EXERCISE INSTRUCTIONS: In the data below, find every line with the string "annotate" and pull it out.
'''
PR #2928, opened 2019-11-22
Only infer types for code presented as source files

kelloggm:
Whole-program inference should not attempt to infer types for code presented only as bytecode. Doing so is 1) unnecessary, because whole-program inference should only be used to annotate code, not to produce stub files generally AND 2) dangerous, because actually using the outputs of WPI on unchecked code means that those annotations are trusted, but no human has ever looked at them and no typechecker has verified that they are correct.

This change should have no impact on users of jaif-based WPI if they are using `infer-and-annotate.sh`, because the jaif files that are created for classes presented as bytecode are never used.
'''
YOUR RESPONSE:
Whole-program inference should not attempt to infer types for code presented only as bytecode. Doing so is 1) unnecessary, because whole-program inference should only be used to annotate code, not to produce stub files generally AND 2) dangerous, because actually using the outputs of WPI on unchecked code means that those annotations are trusted, but no human has ever looked at them and no typechecker has verified that they are correct.
This change should have no impact on users of jaif-based WPI if they are using `infer-and-annotate.sh`, because the jaif files that are created for classes presented as bytecode are never used.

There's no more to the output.